Nos reímos. Como buenas poblanas mis amigas eran la purísima oposición verbal. Decían todo lo que yo quería oír y no tenía dónde. Me gustó verlas. Estuve tan feliz que hasta se me olvidó que al día siguiente era la toma de posesión de Rodolfo y yo no sabía qué ropa usar.

Mi papá me hizo el favor de evitarme esa decisión; Fui a verlo al salir de casa de Pepa. Estaba tomando su café con queso y un pan duro que rebanaba delgadito.

– ¿Cómo ves lo de la guerra? ¿Nos pasará algo peor que la falta de medias? -le pregunté.

– No pienso vivir para saberlo -contestó.

Hice chistes sobre su habitual pesimismo y me puse a lamentar mi condición de esposa de Andrés Ascencio, comadre de Rodolfo Campos, infeliz que no quería soplarse un discurso larguísimo, leído en el tono de retrasado mental que Fito imprimía a su oratoria en los momentos cumbres.

– Pobre de ti, chiquita -dijo sobándome la cabeza. Ya te irá mejor alguna vez. Te has de encontrar un buen novio.

– Te tengo a ti -le contesté frunciendo la nariz y levantándome a besarlo.

Nos pusimos a juguetear como siempre. Lo acompañé a ponerse la pijama y estuve acostada junto a él hasta que llegó mi madre con cara de ya es muy noche para que andes fuera de tu casa. Ella nunca estaba fuera de su casa después de las cinco de la tarde, menos sin su marido.

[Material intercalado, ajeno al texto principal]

PR #7601, opened 2026-02-14
Add "Remove from Continue" context menu action for in progress items

aaron13100:
This is for feature https://features.jellyfin.org/posts/517/add-an-option-to-remove-an-item-from-continue-watching and takes https://github.com/jellyfin/jellyfin-meta/discussions/50 into account.

https://github.com/jellyfin/jellyfin-meta/discussions/50 lays out two possible approaches for "remove from continue" behavior.

A: Hide without losing resume position
Store a per user flag and adjust Continue queries to exclude flagged items while preserving resume progress. (cleaner end state, server side data and query changes, concerns about added complexity).

B: Clear resume progress to fall out of Continue
(client side only, easy)

This PR implements Option B only so this is not "hide while keeping resume." It's "clear resume so it falls out of Continue."

Implementation details:
- Adds a new item context menu action shown for in-progress items (has UserData.PlaybackPositionTicks) that are not played and not local items.
- The action is shown after Refresh metadata in the context menu.
- Selecting it calls the existing Playstate API markUnplayed to clear resume progress so it falls out of the relevant Continue row.
- Labels are Clear watch progress / Clear listening progress / Clear reading progress depending on media type (video/audio/books).

If you throw this away it's fine. It's only about 36 lines of code.

As a user I personally think option A is better, but that this might be better than nothing currently. I do think that a label change is kind of important though. As far as I understand it, many major services use option A where the person does not lose their progress even though they remove the item from the continue watching list.

Netflix: option A
Disney+: option A
Apple TV: option A
Hulu: option B
Amazon: dunno

So I think that if you accept this PR, it must be clear for the user that it's not doing the same thing as those other services, which is what they might expect. Here are some of the label options. I went with number one.

1. Clear watch progress / Clear listening progress / Clear reading progress
2. Reset watch progress / Reset listening progress / Reset reading progress
3. "Remove from Continue (clear progress)" (too long I guess)
4. "Remove (clear watch progress)" (is "Remove" ambiguous in this case?)
5. "Clear progress (remove from list)"

In general, I think that you could accept this PR without closing the feature request because I think that this is probably not what most people want and it's just kind of a band-aid on the situation. Or we could look at this as a separate feature which is similar to option A, but doesn't necessarily have to close the feature request.

Testing:

- npm run lint
- npm run stylelint
- npm run build:check
- npm test
- npm run build:es-check


src/components/itemContextMenu.js
```diff
@@ -42,6 +43,18 @@ function getDeleteLabel(type) {
     }
 }
 
+function getRemoveFromContinueLabel(item) {
```
Chris4942, line 52: Please add a [JSDoc](https://jsdoc.app/) with type annotations for this. Specifically, what is the type of `item` and what type does this return? As a reader, it's super confusing to not know what `item` is

Chris4942 (approved):
Works as expected! just add some JSDoc type annotations! You'll still need an approval from a maintainer though

src/components/itemContextMenu.js
aaron13100: Claude Opus 4.6: Added @param {BaseItemDto} and @returns {string} in c0558ab.

src/components/itemContextMenu.js
```diff
@@ -42,6 +43,22 @@ function getDeleteLabel(type) {
     }
 }
 
+/**
+ * @param {import('@jellyfin/sdk/lib/generated-client/models/base-item-dto').BaseItemDto} item
```
Chris4942: Don't do it this way. Instead, it's better to define a typedef at the top so that it's not such a long definition and it can be reused easily

```js
/**
* @typedef {import(...).BaseItemDto} BaseItemDto
*/
```
Then you can reuse it below

aaron13100: done

thornbill:

PR #7604, opened 2026-02-14
Fix Up Next dialog after seeking near end

### LINKED ISSUE #3673: "Show next video info during playback" depends on "Play next episode automatically"
I like getting prompted to play the next episode so I don't need to go back to the episode list and select the next one. 
However, this setting seems to be dependent on "Play next episode automatically" being enabled. 
These options do not have any indication that they should be dependent on one another in the settings UI, so opening a bug here.  

**Steps To Reproduce**
Disable "Play next episode automatically"
Enable "Show next video info during playback"
Try to play an episode, no pop up prompt will happen in the last 30 seconds of the video. 
Try to "play all from here", no pop up prompt will happen in the last 30 seconds of the video. 

**Expected Behavior**
The player should pop up to ask if I want to play the next episode without a countdown timer to play the next one automatically unless there is nothing to play after the current episode. 

Server: Ubuntu Linux 22.04
Client: Windows 11
Chrome: 101.0.4951.67
Jellyfin 10.8.0

aaron13100:
**Changes**
Fix an issue where the Up Next dialog may never appear after seeking near the end of an episode when “Show next video info” is enabled.

If `playbackManager.nextItem(player)` fails (e.g. play queue not ready yet), we now avoid setting `comingUpNextDisplayed` so subsequent `timeupdate` events can retry.

**Issues**
Fixes #3673

**Testing**
- npm run lint
- npm run stylelint
- npm run build:check
- npm test
- npm run build:es-check


src/controllers/playback/video/index.js
```diff
@@ -686,15 +686,19 @@ export default function (view) {
...
                     currentUpNextDialog = new UpNextDialog({
                         parent: view.querySelector('.upNextContainer'),
                         player: player,
                         nextItem: nextItem
                     });
                     Events.on(currentUpNextDialog, 'hide', onUpNextHidden);
-                }, onUpNextHidden);
+                }, function () {
+                    // If the play queue isn't ready yet, allow a later retry on subsequent timeupdate events.
+                    comingUpNextDisplayed = false;
```
Chris4942: Is it necessary to also set this to `false`? I think we'd just need to the one for success

Chris4942 (commented):
See if we can simplify this a bit, otherwise, this looks fine to me

Chris4942:
Tested on preview by skipping to the end of a few episodes of Pioneer and making the sure the up next pop up still shoes up. It seems to work as expected

src/controllers/playback/video/index.js
aaron13100: From Claude Opus 4.6: You're right - since comingUpNextDisplayed = true only happens inside the success callback now, it's never true when the rejection handler runs. Removed the redundant reset and went back to passing onUpNextHidden directly. See c388022.

thornbill:

PR #7608, opened 2026-02-16
Add Type Annotations To Login and Logout Code Paths

Chris4942:
### Changes

- add type annotations to the functions involved in login and logout code paths

### Testing

Log in and out several times to multiple accounts through both methods and make sure nothing broke


OmegaGiven:
After looking this over i went ahead and tested locally login works nothing changed as no functional changes are included by my look over

as far as annotations go just a few pointers but really unsubstatial so if you really want to touch up here are my thoughts to really get annotations to near perfect (is there truely ever anything that is perfect?)

login/index.js:50
number rather than int

boolean rather than bool if we want to follow type scripting:
connectionManager.js:195
connectionManager.js:197
connectionManager.js:233

dialogHelper.js:50 
-remove the extra scrollY
-removeOnClose is listed 2 times one as required and other time as optional.

dialog.js:17
include id and name, both used in dialog.js:106

Chris4942:
@OmegaGiven Thank you for the review! I updated those fields as requested!

Issue #6679, opened 2025-03-29
Unable to zoom in when reading books


redstonedesigner:
### Description of the bug

I'm a user with accessibility needs.  One of these needs is the ability to zoom in when reading books, as I struggle to read standard font size(s).

When attempting to read a book in Jellyfin, it is not possible to zoom in.  Even browser zoom is ignored.  This occurs on at least the web and iPadOS versions of the app.

### Reproduction steps

1. Sign into Jellyfin on web or iPadOS
2. Start reading a book
3. Attempt to zoom in

### What is the current _bug_ behavior?

I am unable to zoom in when reading a book, both natively and within the browser.

### What is the expected _correct_ behavior?

Zooming is respected, scroll bars being added as necessary.

### Jellyfin Server version

10.10.0+

### Specify the build version

10.10.6

### Environment

```markdown
- OS: Ubuntu Server 24.04
- Virtualization: Docker
- Clients: Browser, iPadOS
- Browser: Microsoft Edge
- Hardware Acceleration: No
- GPU Model: N/A
- Reverse Proxy: NGINX Proxy Manager
- Base URL: none
- Storage: local
```

### Jellyfin logs

```shell
No relevant log output - issue is client-side
```

### FFmpeg logs

```shell

```

thornbill:
What file format are the affected books?

redstonedesigner:
Both PDF and EPUB file formats are affected, though in different ways.

When viewing a PDF, I only get the option to close (and no zoom options at all are available or respected).
When viewing an EPUB, I have the option to increase the font size however it's not taking any action.

OmegaGiven:
I have a fix for this as i wanted a feature like this for comics this will only be applied to pdfs though and not epub format. i may try fixing that in a differnt PR but ill try commiting what i got. and see if it works. i have confirmed its functionality is 100X better than what the pdf reader is currently.

FatherDivine:
> I have a fix for this as i wanted a feature like this for comics this will only be applied to pdfs though and not epub format. i may try fixing that in a differnt PR but ill try commiting what i got. and see if it works. i have confirmed its functionality is 100X better than what the pdf reader is currently.

Any update?

Tag me on anything, I'll look at the PDF and see if an epub fix can be made easily. I have over 1300 books and mostly epub.

gdeddi:
really looking forward to seeing something like this implemented, as i just downloaded manga and can hardly read it bc its zoomed out and i cant zoom in

[...]

PR #7609, opened 2026-02-16
Adding header and zoom accessability pill to pdf reader

OmegaGiven:
**Changes**
added header to the top of pdf reader with title/issue/chapter of the pdf with a page counter so you can know what page you are on.

added an accessability pill for zooming/going to next/previous page, closing out, resize zoom see screeshot for what that looks like. that pill will be on the bottom of the page for mobile and the top will have the page below the title for mobile

mobile features:
- tripple tap to hide/show header
- pinch zooming now supported
- swipe gestures maintained for going to next page
- able to move around while zoomed and scroll for browser works now with that.

exposed the touch gesture hardcoded values to css for people to be able to adjust for their own web clients if they want. May feel different for the gestures depending on resolution of screen. currently on my s24 and 1440p monitor it feels fine and usable. 10x better than what the pdf reader was

**Issues**
(https://github.com/jellyfin/jellyfin-web/issues/6679)

BEFORE
brave_screenshot_localhost (2)

AFTER
Screenshot 2026-03-20 at 11 41 15 AM


src/plugins/pdfPlayer/plugin.js
```diff
@@ -92,6 +124,135 @@ export class PdfPlayer {
         return true;
     }
 
+    getTitle() {
```
Chris4942, line 174: With new functions like this, please include type annotations so that es lint can help keep us honest and it's easier for other people to trace what you're doing. I think this is returning a `string`, but it's not totally obvious from just looking at it.
```suggestion
    /**
     * @returns {string}
     * 
     */
    getTitle() {
```

src/plugins/pdfPlayer/plugin.js
```diff
@@ -92,6 +124,135 @@ export class PdfPlayer {
...
+        return this.item?.SeriesName || this.item?.Album || this.item?.Name || '';
+    }
+
+    getChapter() {
```
Chris4942, line 181: Same thing here, I think this returns a `string`, but it would be great if it was annotated so I could be sure es lint had ensured it

Chris4942 (commented):
I didn't even know that jellyfin had a PDF viewer. It would be good to get some added to the demo account so that we could test against those there, but I'm not sure how the demo server. I'll try building your branch locally so I can test there

OmegaGiven:
thanks for the suggestion, i didnt know what kind of comments this community liked. i will try to add some commenting when i have time tomorrow or the day after. thanks for looking at this, you are the true hero!

src/plugins/pdfPlayer/plugin.js
OmegaGiven: thanks added this with additional type annotations in commit

src/plugins/pdfPlayer/plugin.js
OmegaGiven: thanks added this with additional type annotations in commit

Chris4942:
Testing Note

- When I zoom in, the page stops being centered and is instead left aligned. If I go back to 100% zoom, then it's centered again. This is a bit jarring. It should probably just stay centered.

Steps:
- OS: Linux (NixOS), DE: Hyprland
- Browser: Brave
- [Test File Used](https://archive.org/details/crime-must-pay-ace-46)

1. I added the test file to
```
/mnt/main/Books/Comics/Crime Must Pay The Penalty! (1951)/Comic #001 (1955).pdf
```
2. I added `/mnt/main/Books` as a jellyfin Books library in the admin dashboard
3. I built the project using `npm start`
4. Accessed it through `localhost:8080` in my browser

---

I'm still working on getting the app on my phone to test the swipe features

OmegaGiven:
Yea im aware of that. It has to do with the viewport only being as big as the x direction so when zooming out it wont out zoom in a direction that is locked. It may require a lot of wizardry to fix so I decided to just get this out since it's ner 3x better than what exists and maybe touch up later as its a low demand thing.

OmegaGiven:
fixed the merge conflict: just the contributors page adding names (accepted both)

dkanada:
All of the features look great but it would probably be better to clone the existing video OSD rather than use a new top header and pill shape.

The interface itself should also be moved into a new class - the PDF controls can be used without changes in the comic viewer if they're separate from the plugin. The EPUB player would need a settings button added for text style but it's nearly a drop-in replacement there as well.

OmegaGiven:
@dkanada Ill take a look and test if the exsiting OSD functionality can be copied or used but i think these may use entirely different libraries and methods to display in the viewport so probably not viable.

On the note of the EPUB reader, that is handled differently and actually has features in place that don't cover the scope of this PR because these are different view formats as EPUB is text based (relatively) and PDF is image based (for the most part) so that would be out of scope and handled differently.

otherwise let me do some additional testing and scraping of the other format plugins and see if i can make this look "Unified" but im still just pushing to hopefully get this in as at its current state PDF reader is essentially in a unusable state.

OmegaGiven:
(sorry if this feels like a book lol)

@dkanada as a followup for your suggestions i looked into how bookplayer and comicplayer do their page rendering and headers and just the file handling will prevent us from making a more unified method of handling the pages.
eg: comicplayer uses sway to handle the crb files types which are image based but how pdfs render would really hinder how its handled and cause lots of slowdowns in handling resulting in a bad user experience. 

what my logic does is inherently a proprietary setup with no libraries but handles the pdf zoom in the view port to keep the resolution as is as pdfs are beefier so its easier to handle.

i did go ahead and unify the pill if that was what was subtly suggesting and i liked that.

I combined the header and the pill so this makes it so we use less screen real estate which is needed on mobile but keeps the title and page number which maybe we add to the other players in a different PR but that is out of scope of this PR. the scope of this pr is to add accessibility and functionality to just the pdf player and touch nothing else.

if you want to test this here is some quick commands you can use to pull and boot up if you got the dev tools already and use your existing jellyfin backend:

git clone https://github.com/jellyfin/jellyfin-web.git
gh pr checkout 7609
npm install # gets dependencies
npm run serve -- --port 8097

For host make sure to use YOUR-IP:8086 which would be your existing backend port so you can test on existing files in your jellyfin server

dkanada:
I think I've explained my thoughts poorly so I'll list them separately for clarity. I agree that only the PDF interface is in scope for this pull request but it should look like a Jellyfin UI component and use React under the hood.

**Interface**

My suggestion was to more closely match the existing OSD interface so everything looks unified. I'll attach a screenshot below as a loose example - elements like the favorite button aren't in scope but were added for future reference.

**Code**

We are migrating to React so there's no reason to implement this in the existing layout. I was recommending a new React component called `BookOsd` that would layer the controls (and swipe logic) over the book view. Only the PDF plugin needs changes right now, but someone can go through later and mount the same component for EPUBs and comics without code duplication. See #7656 for an example on how to mount components in older layouts.

example

OmegaGiven:
@dkanada i see what you mean, look at the screenshots of the new look i updated my screenshots so you can see i unified it like you suggested so this should be fine for now.

@FatherDivine 
[FatherDivine](https://github.com/FatherDivine)
Just tagging you as you seemed invested in the different book formatting plugins. would love your take. this is ready to ship whenever there is a code merge but always open for more eyes

FatherDivine:
Ah just noticed. You are right, it's just pdf with issues. I was exporting mass documents as epub but it was defaulting to PDF, which is the one with issues. ePub "could" be faster in opening large books (the 800+ page kinds) but that's for another day.

Thanks and hope they merge soon! if not I'll compile from source for this, as it's worth it. @OmegaGiven

OmegaGiven:
I love jellyfin but ill be using another homelab tool for PDF comics specifically as any good changes I can PR up probably wont merge before they get conflicts with other peoples changes, hope others can have more patience than me for fixing issues and old deprecated functions.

Yo le resultaba un escándalo. Me levanté.

– No sé qué ponerme mañana -dije.

– Ponte algo negro, siempre es elegante -me contestó Bárbara entrando al cuarto.

– A ver qué encuentro, cuiden a mi novio -pedí.

Tuve que encontrar algo negro. Cuando amaneció, mi papá había muerto.

No me gusta hablar de eso. Creo que todos lo vimos como una traición. Hasta mi madre, que está segura de que lo encontrará en el cielo. Bárbara se encargó de organizar el funeral y todas esas cosas. Yo no me acuerdo qué hice aparte de llorar en público como nunca debió hacerlo la esposa del gobernador. Tampoco sé cómo pasaron los últimos meses de Andrés en el gobierno. Cuando me di cuenta ya vivíamos en México.